* _WHAT IS BEING ASKED_
Everything in the records below should be set down again, word for word.

■ ■ ■ ■ ■

PR #112, opened 2020-05-01
LFA-1411 service unavailable screen

markpit:
Adding a service unavailable screen that will show if the config SHOW_SERVICE_UNAVAILABLE_PAGE=on

### DIFF
--- a/test/availability/middleware/service.availability.spec.unit.ts
+++ b/test/availability/middleware/service.availability.spec.unit.ts
@@ -45,6 +45,15 @@ describe("Availability tests", () => {
     expect(response.text).toContain(UNAVAILABLE_TEXT);
   });
 
+  it("should show the service unavailable page for non start page with referer", async () => {
+    process.env.SHOW_SERVICE_UNAVAILABLE_PAGE = "on";
+
+    const response = await request(app)
+      .get("/company-required/company/00006400/still-required")
+      .set("Referer", "/company-required/company/00006400/warning");
+    expect(response.text).toContain(UNAVAILABLE_TEXT);
+  });
+
   it("should NOT show the service unavailable page", async () => {
     process.env.SHOW_SERVICE_UNAVAILABLE_PAGE = "off";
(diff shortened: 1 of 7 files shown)


test/availability/middleware/service.availability.spec.unit.ts
```diff
@@ -0,0 +1,57 @@
...
+    const response = await request(app)
+      .get("/company-required/");
+    expect(response.text).toContain(UNAVAILABLE_TEXT);
+  });
+
+  it("should show the service unavailable page for non start page", async () => {
+    process.env.SHOW_SERVICE_UNAVAILABLE_PAGE = "on";
+
+    const response = await request(app)
+      .get("/company-required/company-number");
```
ICoxCH, line 44: this test may only be passing due to you not setting a referrer.
The lack or referer causes a redirect to the start page that then redirects to the unavailable page.
If a user is mid journey when we turn this flag on, do we want to allow them to finish the journey or stop them right away?

mwestacott: PR looks fine to me apart from this comment. I guess we'd want to stop all journeys immediately, no? If session timeout was/is 20 mins or something then you could have people completing journeys quite a bit later when others still couldn't get in.

markpit: yes we want to stop them right away. I'll look at adding another test with a referer in to simulate a user who's already in the app.

ICoxCH: If we'd like to stop them right away then in the app.ts we could just do 
`app.use(checkServiceAvailability)` instead of `app.use(`${pageURLs.COMPANY_REQUIRED}`, checkServiceAvailability);`

That way the middleware will run on all url's

markpit: code updated to check all urls and added extra test with referer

■ ■ ■ ■ ■

* _RESULT OF THIS EXERCISE_
PR #112, opened 2020-05-01
LFA-1411 service unavailable screen

markpit:
Adding a service unavailable screen that will show if the config SHOW_SERVICE_UNAVAILABLE_PAGE=on

### DIFF
--- a/test/availability/middleware/service.availability.spec.unit.ts
+++ b/test/availability/middleware/service.availability.spec.unit.ts
@@ -45,6 +45,15 @@ describe("Availability tests", () => {
     expect(response.text).toContain(UNAVAILABLE_TEXT);
   });
 
+  it("should show the service unavailable page for non start page with referer", async () => {
+    process.env.SHOW_SERVICE_UNAVAILABLE_PAGE = "on";
+
+    const response = await request(app)
+      .get("/company-required/company/00006400/still-required")
+      .set("Referer", "/company-required/company/00006400/warning");
+    expect(response.text).toContain(UNAVAILABLE_TEXT);
+  });
+
   it("should NOT show the service unavailable page", async () => {
     process.env.SHOW_SERVICE_UNAVAILABLE_PAGE = "off";
(diff shortened: 1 of 7 files shown)


test/availability/middleware/service.availability.spec.unit.ts
```diff
@@ -0,0 +1,57 @@
...
+    const response = await request(app)
+      .get("/company-required/");
+    expect(response.text).toContain(UNAVAILABLE_TEXT);
+  });
+
+  it("should show the service unavailable page for non start page", async () => {
+    process.env.SHOW_SERVICE_UNAVAILABLE_PAGE = "on";
+
+    const response = await request(app)
+      .get("/company-required/company-number");
```
ICoxCH, line 44: this test may only be passing due to you not setting a referrer.
The lack or referer causes a redirect to the start page that then redirects to the unavailable page.
If a user is mid journey when we turn this flag on, do we want to allow them to finish the journey or stop them right away?

mwestacott: PR looks fine to me apart from this comment. I guess we'd want to stop all journeys immediately, no? If session timeout was/is 20 mins or something then you could have people completing journeys quite a bit later when others still couldn't get in.

markpit: yes we want to stop them right away. I'll look at adding another test with a referer in to simulate a user who's already in the app.

ICoxCH: If we'd like to stop them right away then in the app.ts we could just do 
`app.use(checkServiceAvailability)` instead of `app.use(`${pageURLs.COMPANY_REQUIRED}`, checkServiceAvailability);`

That way the middleware will run on all url's

markpit: code updated to check all urls and added extra test with referer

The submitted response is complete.